Cartesian atomic cluster expansion for machine learning interatomic potentials

TL;DR

The paper introduces Cartesian Atomic Cluster Expansion (CACE), a rotationally invariant, polynomially independent invariant feature set derived directly in Cartesian coordinates to replace spherical-harmonic-based expansions. By constructing an edge basis from radial, angular, and edge-type components and projecting onto atom-centered densities, CACE preserves body-order completeness while enabling efficient, independent evaluation of invariants and a lightweight, element-embedded representation. Across bulk water, small molecules (ethanol and 3BPA), and a 25-element high-entropy alloy dataset, CACE demonstrates competitive accuracy, strong MD stability up to high temperatures, and robust alchemical extrapolation to unseen elements. The approach offers a scalable, interpretable alternative to ACE and E(3)-equivariant MPNNs, with potential for pretraining and foundation-model-style application across the periodic table.

Abstract

Machine learning interatomic potentials are revolutionizing large-scale, accurate atomistic modelling in material science and chemistry. Many potentials use atomic cluster expansion or equivariant message passing frameworks. Such frameworks typically use spherical harmonics as angular basis functions, and then use Clebsch-Gordan contraction to maintain rotational symmetry, which may introduce redundancies in representations and computational overhead. We propose an alternative: a Cartesian-coordinates-based atomic density expansion. This approach provides a complete set of polynormially indepedent features of atomic environments while maintaining interaction body orders. Additionally, we integrate low-dimensional embeddings of various chemical elements and inter-atomic message passing. The resulting potential, named Cartesian Atomic Cluster Expansion (CACE), exhibits good accuracy, stability, and generalizability. We validate its performance in diverse systems, including bulk water, small molecules, and 25-element high-entropy alloys.
Paper Structure (7 sections, 15 equations, 5 figures, 5 tables)

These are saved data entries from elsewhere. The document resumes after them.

PR #2686, opened 2023-08-09
Deprecate `name` on `aws.rds.Instance`

### LINKED ISSUE #2682: RDS Instance replacement when upgrading to 6.0

iwahbe:
Fixes #2682

We should have deprecated `name` in `v5.x`. We could then remove it here. Because we didn't remove it here, we need to deprecate it now, so we can remove at `v7.0.0`. 

We want the following properties when we deprecate `name`:
- Doesn't require a patch upstream.
- `name` is deprecated in the schema.
- `name` warns when used, directing the user to use `dbName` instead.
- `name` is still valid as an input.
- `name` is still valid as an output.

This PR works by back-porting `name` into the upstream schema from the `Provider() tfbridge.ProviderInfo` function. Since the upstream provider is no longer aware of `name`, we set `dbName` to the value of `name` and delete `name`. If both were provided, we error, just like `v5.42.0` did.

As implemented, we get:
- [X] Doesn't require a patch upstream.
- [X] `name` is deprecated in the schema.
- [x] `name` warns when used, directing the user to use `dbName` instead.
- [X] `name` is still valid as an input.
- [X] `name` is still valid as an output.

To warn when we need to, we need to patch the bridge to allow passing a logger into `PreCheckCallback`. This change will be non-breaking.


provider/resources.go
```diff
@@ -7095,7 +7127,19 @@ func Provider() *tfbridge.ProviderInfo {
...
-		prov.Resources[key].PreCheckCallback = applyTags
+		if callback := prov.Resources[key].PreCheckCallback; callback != nil {
+			prov.Resources[key].PreCheckCallback = func(
+				ctx context.Context, config resource.PropertyMap, meta resource.PropertyMap,
+			) (resource.PropertyMap, error) {
+				config, err := callback(ctx, config, meta)
+				if err != nil {
+					return nil, err
+				}
+				return applyTags(ctx, config, meta)
```
guineveresaenger, line 7138: I'm not sure I understand the logic here.

- if a resource that hits this code path has a non-nil callback, we want to apply tags _after_ applying the existing callback function to the config?
- if a resource  that hits this code path _doesn't_ have a callback, or it is nil, we behave as before

Since `rds.Instance` is currently the only resource with an explicit callback, could there ever be a new PreCheckCallback that _doesn't_ want this to happen?

iwahbe:
We can get the warning we want easily after we merge https://github.com/pulumi/pulumi-terraform-bridge/pull/1333.

provider/resources.go
```diff
@@ -2840,6 +2840,38 @@ func Provider() *tfbridge.ProviderInfo {
...
+				PreCheckCallback: func(
+					ctx context.Context, config resource.PropertyMap, meta resource.PropertyMap,
+				) (resource.PropertyMap, error) {
+					if name, ok := config["name"]; ok {
+						// Both `name` and `dbName` are set, so error
+						if _, ok := config["dbName"]; ok {
+							return nil, fmt.Errorf("Cannot specify both name and dbName, " +
+								"please set only dbName")
+						}
+						// Name doesn't actually exist on the underlying provider anymore,
```
t0yv0, line 2869: Question, don't we need to emit a deprecation warning here where we do `config["dbName"] = name`? Or something else will emit a deprecation warning anyway?

provider/resources.go
iwahbe: If there is a callback, we give re-assign `prov.Resources[key].PreCheckCallback` so both the old callback and `applyTags` are called. Otherwise we just set `applyTags`.

If we introduce a new callback where we don't want this to happen, we can change this code. I don't expect that we will though.

provider/cmd/pulumi-resource-aws/schema.json
```diff
@@ -261784,7 +261784,7 @@
                     },
                     "name": {
                         "type": "string",
-                        "willReplaceOnChanges": true
+                        "deprecationMessage": "This property has been deprecated. Please use 'dbName' instead."
```
t0yv0, line 261787: I think as written it will still replace on changes, no? Because you copy the value into dbName which does replace on changes. Can we get "willREplaceOnChanges" marker back? I know it's only for docs.

sdk/dotnet/Rds/Instance.cs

This paper contains 7 sections, 15 equations, 5 figures, 5 tables.

Figures (5)

  • Figure 1: Schematic of the CACE potential. a-h show each step of the operation, and i illustrates the rule for making rotationally invariant features.
  • Figure 2: The total number of angular features $N_L$, for maximum values of $l_\mathrm{max}$ and $\nu_\mathrm{max}$.
  • Figure 3: Simulation results of water using CACE $T=1$ model. a Oxygen-oxygen radial distribution functions (RDF) at different temperatures and 1 g/mL computed via classical MD simulations in the NVT ensemble. The experimental O-O RDF at ambient conditions was obtained from Ref skinner2014structure. b Mean squared displacement (MSD) from the liquid water simulations. Diffusivities ($D$) are shown in the legends.
  • Figure 4: The dihedral scan benchmark of the 3BPA molecule. a Molecular structure and three dihedral angles. b The dihedral potential energy landscape for $\beta=120^{\circ}$, as predicted by DFT and CACE. The white dots on the DFT potential energy surface correspond to all the training configurations that have $\beta$ between 100$^{\circ}$ and 140$^{\circ}$.
  • Figure 5: Benchmark on the HEA25 dataset. a Learning curves for different models. Both alchemical learning (AL) models are from Ref. lopanitsyna2023modeling. b The first two principal components (PCs) of the CACE embedding matrix. The periods are highlighted with orange, blue, and green lines. Interpolated positions for Re and Os are indicated with empty circles. c Energy comparison between DFT and CACE for a high temperature (5000 K) and a low temperature (300 K) trajectory. The inset shows example solid and melt configurations from the 300 K and the 5000 K trajectories, respectively. d Comparison between the substitution energy $E_\mathrm{sub}$, the potential energy difference between the original structure and the structure substituted with Re and Os element per substitution atom, computed using DFT and CACE. The inset shows the parity plot for the force components computed for those structures.